Zimbabweans, Mozambicans, Malawians, Nigerians, Ghanaians, and Ethiopians came because South Africa was supposed to be the continent’s promise. They are being beaten, looted, threatened, and repatriated while Pretoria lectures Israel about “genocide”. 

The ANC scapegoats Israel in The Hague for the same reason vigilantes scapegoat migrants in Durban. The machine has run out of explanations. It needs enemies. 

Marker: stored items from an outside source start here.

Issue #5724, opened 2023-03-04
Make latency impact of decision logs predictable


mjungsbluth:
## What is the underlying problem you're trying to solve?

The current decision log plugin runs in two variants: unbounded (all decisions are kept) and bound (decisions are discarded if the buffer has an overflow). The actual trade-off is between auditability and availability. However, in the first unbounded case, the likelihood of an OOM kill actually grows if the decision log API gets overloaded, still loosing decisions. 

On top, there are quite heavy locks on the the decision log plugin that force for example the encoding of decision in single file. When measuring raw performance of a fleet of OPAs (~50 instances at 30,000 rps) we measured a one order of magnitude higher  p99 latency with vs without decision logs turned on. 

## Describe the ideal solution

If we change the trade-off to auditability vs latency guarantees, a lock-free ring buffer with a fixed size could be used as an alternative to the existing solution. This would limit the used memory in both cases. 
In case auditability is favoured, offered chunks would be tried until it can be put in the buffer (this creates back pressure and increases latency). In case low latency is favoured, offered chunks that cannot be placed in the buffer can be discarded. 
In both cases, this can be achieved without holding any locks.

ashutosh-narkar:
@mjungsbluth currently, OPA assumes an unlimited  buffer size and then users can set one. If there was a ring buffer with a fixed size, how would that size be determined? Or do we make this a mandatory config option? It's not clear how we would select the "right" value. 

> On top, there are quite heavy locks on the the decision log plugin that force for example the encoding of decision in single file. When measuring raw performance of a fleet of OPAs (~50 instances at 30,000 rps) we measured a one order of magnitude higher p99 latency with vs without decision logs turned on.

Can you share more details about the setup, policy etc. ? I am asking since I ran a performance test and p99 with and w/o decision logging was pretty similar hence wanted to understand a bit more here.

> However, in the first unbounded case, the likelihood of an OOM kill actually grows if the decision log API gets overloaded, still loosing decisions.

You're right. What if we allowed the user to specify a memory threshold beyond which OPA starts dropping old logs till memory usage goes below the threshold. Few unknowns here but the idea is OPA keeps around more logs than the bounded approach w/o losing it all due to a OOM scenario.

mjungsbluth:
Hi @ashutosh-narkar,

[...]

PR #6797, opened 2024-06-06
Reduce locks during decision logging

mjungsbluth:

Decision logging is heavy on mutexes which increases the latency of decisions (see #5724) and also limits the parallelism. This PR removes two of the three Mutexes and replaces them with Golang structures for those use cases

Mutexes are replaced with `sync.Once` which has an optimised call path if the prepared queries are already set and only locks on the first occurrence.


philipaconrad (commented):
Overall, this looks like a good change to me! As described by @mjungsbluth, the main place we were using mutexes here was for updates to the mask/drop policies-- perfect candidates for using `sync.Once` instead to ensure atomicity. :smile:

Also, because my memory was fuzzy, I double-checked how [`sync.Once`](https://pkg.go.dev/sync#Once) ensures atomicity-- it uses a [CAS](https://en.wikipedia.org/wiki/Compare-and-swap) op for the fast path (checking if the `sync.Once` has run once already), and an underlying mutex on the slower path (which is used to ensure atomicity on the first invocation of [`(Once).Do()`](https://pkg.go.dev/sync#Once.Do)).

I think the only thing missing here would be some kind of benchmark, or instructions/materials for running a head-to-head test of decision logging performance. One option might be to get a Mutex [profile](https://pkg.go.dev/runtime/pprof#Profile) from pprof, since that should *directly* address the core improvement of the PR. :thinking:

philipaconrad:
Okay! So I found an existing masking benchmark that seems to be illustrative of the improvements here: `BenchmarkMaskingErase`. It's dramatically better for illustrating the PR's effects than doing a mutex profile against the OPA server as a whole-- I found that at least for console logging the Logrus mutexes drown out any effect from this change! :sweat:

Here's how I ran my benchmarks:
```
git fetch origin pull/6797/head:remove_locks_decision_logs
git checkout main
go test -mutexprofile mtx.prof -run=^$ -tags opa_wasm,slow,e2e,noisy,use_opa_fork,no_license -bench ^BenchmarkMaskingErase$ github.com/open-policy-agent/opa/plugins/logs -count=30 > main.txt
git checkout remove_locks_decision_logs
go test -mutexprofile mtx.prof -run=^$ -tags opa_wasm,slow,e2e,noisy,use_opa_fork,no_license -bench ^BenchmarkMaskingErase$ github.com/open-policy-agent/opa/plugins/logs -count=30 > pr.txt
benchstat main.txt pr.txt
```
And here's the benchstat results from my `Core i7-8650U` Thinkpad:
```
name            old time/op  new time/op  delta
MaskingErase-8  16.4µs ± 5%  15.9µs ± 4%  -3.38%  (p=0.000 n=29+28)
```

So, I think that's a small, but solid bit of evidence in favor of this PR improving things! :smile:

philipaconrad (dismissed):

plugins/logs/plugin.go
```diff
@@ -975,42 +988,33 @@ func (p *Plugin) bufferChunk(buffer *logBuffer, bs []byte) {
 }
 
 func (p *Plugin) maskEvent(ctx context.Context, txn storage.Transaction, input ast.Value, event *EventV1) error {
```
johanfylling, line 990: A benefit of the old mutex-based approach was that on error, the `PrepareForEval()` call would be retried on subsequent mask/drop calls. Now, if the first (and only) call to `PrepareForEval()` fails for the current configuration, we'll end up with a broken `PreparedEvalQuery` that'll cause a panic when used.

I've made a commit to your branch with a proposed fix and tests asserting the behavior. The fix simply re-emits the error for subsequent calls. I think it's unlikely that subsequent `PrepareForEval()` calls would have a different outcome, so we don't need to retain the old behavior where we retry.

Thoughts? 
This change shouldn't have an impact on performance, but if you're running separate tests on your end, please let us know how this fares.

johanfylling (commented):
Thank you for your contribution! 😃 
There’s just one concern to address before this can be merged.

plugins/logs/plugin.go
```diff
@@ -415,21 +415,42 @@ func (c *Config) validateAndInjectDefaults(services []string, pluginsList []stri
...
+	return &prepareOnce{
+		once: new(sync.Once),
+	}
+}
+
+func (po *prepareOnce) drop() {
+	po.once = new(sync.Once)
+}
+
+func (po *prepareOnce) prepare(f func() (*rego.PreparedEvalQuery, error)) (*rego.PreparedEvalQuery, error) {
```
srenatus, line 449: Hmm this is used both for preparing and for returning the previously prepared query state 🤔 So I think the name could be a bit more on-the-nose...? Maybe `cachedPrepared`? `prepareOnce`?

srenatus (dismissed):
@johanfylling reviewed just your commit. Looks good to me, one naming nitpick. But it's no blocker. 👍

plugins/logs/plugin.go
johanfylling: I actually first had it as `prepareOnce()`, but changed it to not stutter 😄. But since it won't be a stuttering on the call-site, I can change it back for clarity 👍.

srenatus: Thanks!

srenatus (approved):

johanfylling (approved):

mjungsbluth:
One small observation: Before the change an error would set the query to `rego.PreparedEvalQuery{}`, now it is nil. I think this is generally nicer and idiomatic Go but it is a change. Was this intentional?

And thanks for ironing out the kinks :)

johanfylling:
@mjungsbluth, I think we can chalk that one up as unconsciously intentional 😄. Since there is an initial state of `prepareOnce` where neither `preparedQuery` or `err` has been assigned values, it makes sense to internally use field types that can be `nil` to reflect being unassigned.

South African Jews know this pattern. We know what happens when governments manufacture external villains to explain domestic failure. We know how fast moral language becomes camouflage, and how easily “justice” becomes a weapon aimed at Jews. 

What did South Africa get for this case? 

Name the Palestinian life saved by Pretoria’s filing. Name the hostage freed. Name the ceasefire secured. Name the child fed. 

Now name the South African cost. Pepfar damaged. Agoa unstable. Washington alienated. The ambassador expelled. Sanctions language moving through Congress. HIV services disrupted. African migrants terrorised while the government poses as the moral conscience of the Global South. 

I was born in South Africa. I love it the complicated way you love a country that shaped you and then arrested you for caring about it. I want the Jewish community there to thrive. I want South Africans with HIV to live, and migrants in Durban to be safe. I want the country of my birth to stop confusing performance with morality. 

None of that is served by the ICJ case. Not one clinic. Not one job. Not one migrant. Not one hostage. 

The bill is real. The result is theatre. And ordinary South Africans are paying for both. 

  • Grant Gochin is the Emeritus Special Envoy for Diaspora Affairs for the African Union. He has spent more than 20 years documenting and restoring signs of Jewish life in Lithuania, and challenged Holocaust revisionism within the Lithuanian government. Gochin is author of Malice, Murder and Manipulation, which documents his family’s oppression in that country.